■ EXERCISE AIM ■
For each line of the data that includes the word "travis", copy the line.

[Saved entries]
********

PR #4814, opened 2021-03-02
FIX(mac, audio): Identify output device

TerryGeng:
Some USB audio interfaces have both input and output stream,
but they are accidentally ignored in #4694.

Independent from that this PR changes the macro names for saving
and loading values to and from the settings in order to make that part
of the code less confusing.

### DIFF
--- a/src/mumble/Settings.cpp
+++ b/src/mumble/Settings.cpp
@@ -593,7 +593,7 @@ BOOST_TYPEOF_REGISTER_TYPE(QFont)
 BOOST_TYPEOF_REGISTER_TYPE(EchoCancelOptionID)
 BOOST_TYPEOF_REGISTER_TEMPLATE(QList, 1)
 
-#define SAVELOAD(var, name) var = qvariant_cast< BOOST_TYPEOF(var) >(settings_ptr->value(QLatin1String(name), var))
+#define LOAD(var, name) var = qvariant_cast< BOOST_TYPEOF(var) >(settings_ptr->value(QLatin1String(name), var))
 #define LOADENUM(var, name) \
 	var = static_cast< BOOST_TYPEOF(var) >(settings_ptr->value(QLatin1String(name), var).toInt())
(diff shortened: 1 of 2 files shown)


Krzmbrzl:
@TerryGeng I think the second commit is something that I already fixed

TerryGeng:
@Krzmbrzl Yeah you are right... I just rebased my changes and the second commit just disappeared and confused me for a while.

TerryGeng:
BTW I think redefining `SAVELOAD` in the middle of `Settings.cpp` is... very confusing.

Krzmbrzl:
I agree. I think the very name _SAVELOAD_ is very confusing to begin with. I assume this was done so that the code for saving a value can be copy&pasted to the part that loads it... :shrug:

TerryGeng:
Make sense. But now the code has grown larger and subtle differences for loading specific items emerge, simply copying and pasting won't work anymore.

I will just separate `SAVE` and `LOAD`.

src/mumble/Settings.cpp
```diff
@@ -1017,8 +1017,7 @@ void Settings::load(QSettings *settings_ptr) {
 	settings_ptr->endGroup();
 }
 
-#undef SAVELOAD
-#define SAVELOAD(var, name)                               \
+#define SAVE(var, name)                               \
```
Krzmbrzl, line 1020:
```suggestion
#undef LOAD
#define SAVE(var, name)                               \
```
This way you can't accidentally load in the `save` function (aka: prevents copy&paste errors)

Krzmbrzl (changes requested):

src/mumble/Settings.cpp
TerryGeng: Very smart :)

Krzmbrzl (approved):

Krzmbrzl:
Thanks for the follow-up :+1:

PR #4817, opened 2021-03-02
FIX(Server): Unauthenticated connections no longer add to user count

LucasToole:
This commit fixes both issues discussed in #4277 which were related to
the fact that any socket connection was allocated an ID and marked as
a user. This bug allowed for a malicious user to lock out all users of
a server regardless of server password usage. This change simply moves ID
allocation to after a connection is marked as Authenticated.

FIXES: #4277

This is a modification and reopening of #4812 because I accidentally killed it.

### Checks

### DIFF
--- a/src/murmur/Messages.cpp
+++ b/src/murmur/Messages.cpp
@@ -379,7 +379,10 @@ void Server::msgAuthenticate(ServerUser *uSource, MumbleProto::Authenticate &msg
 
 	{
 		QWriteLocker wl(&qrwlVoiceThread);
+		uSource->uiSession = qqIds.dequeue();
 		uSource->sState = ServerUser::Authenticated;
+		qhUsers.insert(uSource->uiSession, uSource);
+		qhHostUsers[uSource->haAddress].insert(uSource);
 	}
 
 	mpus.set_session(uSource->uiSession);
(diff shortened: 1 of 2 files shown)


LucasToole:
Copied from the other PR on why it was changed:

I initially decided to keep both changes as one commit because they were both needed to fix the issue. 

The second change is one solution to the two issues that cause ID exhaustion.

1. The max amount of IDs a server has is (iMaxUsers * 2) - 1.
2. Murmur assumes that all connections are potential clients and always hands out IDs.

Therefore without addressing at least one of these issues, the connections needed to lock users out of a server goes from iMaxUsers -> (iMaxUsers * 2) - 1.

I had originally gone with solution 1, and changed the IDs from a very limited pool of in-order integers (until someone disconnects out of order) to randomly generated unique IDs.

However after sleeping on it I revisited option 2 which I had initially thought as harder and found that Murmur doesn't seem to require that connections need IDs until they are authenticated. So I'm adding a simpler patch which just move ID assignment to after a connection is authenticated and it looks like it solve both problems.

I still believe that assigning IDs in a stateless manner is preferable to the current ID Queue Approach. Maybe it will make its way into a future patch.

Krzmbrzl (approved):
It would not have been necessary to create a new PR. Just changing the commits in the PR would have been sufficient.

But in the end it also doesn't hurt :shrug:

Krzmbrzl:
Thank you for fixing this 👍

PR #4818, opened 2021-03-02
CI(windows): Use clang-cl instead of MSVC, for a potentially better experience

davidebeatrici:
Binary compatibility is maintained, for reference: https://clang.llvm.org/docs/MSVCCompatibility.html


Kissaki:
> for a potentially better experience

What does that mean?

davidebeatrici:
Better performance, better error and warning reporting, etc.

Krzmbrzl:
I'll close this for now

PR #96, opened 2015-09-11
*most* table creation options have optional "equals" signs.

osheroff:
@zendesk/rules


dadah89:
seems to works fine, :+1:

PR #99, opened 2015-09-11
try to improve test reliability with getEvents()

osheroff:
we now wait until the parser has consumed all of the events that we generate in the test suite.  Hopefully this fixes travis' reliability.

@zendesk/rules

### DIFF
--- a/src/main/java/com/zendesk/maxwell/MaxwellParser.java
+++ b/src/main/java/com/zendesk/maxwell/MaxwellParser.java
@@ -202,7 +202,7 @@ public class MaxwellParser {
 					max_tries--;
 					continue;
 				} else {
-					System.out.println("maxwell didn't reach the position requested.");
+					LOGGER.error("maxwell didn't reach the position requested.");
 					return;
 				}
 			}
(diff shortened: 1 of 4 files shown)


src/main/java/com/zendesk/maxwell/MaxwellParser.java
```diff
@@ -196,8 +193,24 @@ public MaxwellAbstractRowsEvent getEvent(boolean stopAtNextTableMap) throws Exce
...
+	public void getEvents(EventConsumer c, BinlogPosition endPosition) throws Exception {
+		int max_tries = 10;
+		while ( true ) {
+			MaxwellAbstractRowsEvent e = getEvent();
+			if (e == null) {
+				if (max_tries > 0) {
+					max_tries--;
+					continue;
+				} else {
+					System.out.println("maxwell didn't reach the position requested.");
```
dadah89: LOGGER.error or LOGGER.warn?

dadah89:
seems fine to me, and runs fine, :+1:

vanchi-zendesk:
:+1: Let's set travis branches to master so it does not build twice.

PR #100, opened 2015-09-16
minimal master-change detection

osheroff:
when we boot up we simply destroy any schemas and positions from other server-ids.  This will keep us from the worst of the master-flip scenarios where we go from master A -> master B -> master A.

@zendesk/rules


vanchi-zendesk:
:+1: (with the comment: probably logical deletion is better considering how much we are deleting right after a master flip)

PR #101, opened 2015-09-17
Maxwell must crash when its position thread stops.

osheroff:
In the event of a master cutover, Maxwell would previously amble
blithely along its way with a totally dead position-store thread until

********

■ RESULT ■
we now wait until the parser has consumed all of the events that we generate in the test suite.  Hopefully this fixes travis' reliability.
:+1: Let's set travis branches to master so it does not build twice.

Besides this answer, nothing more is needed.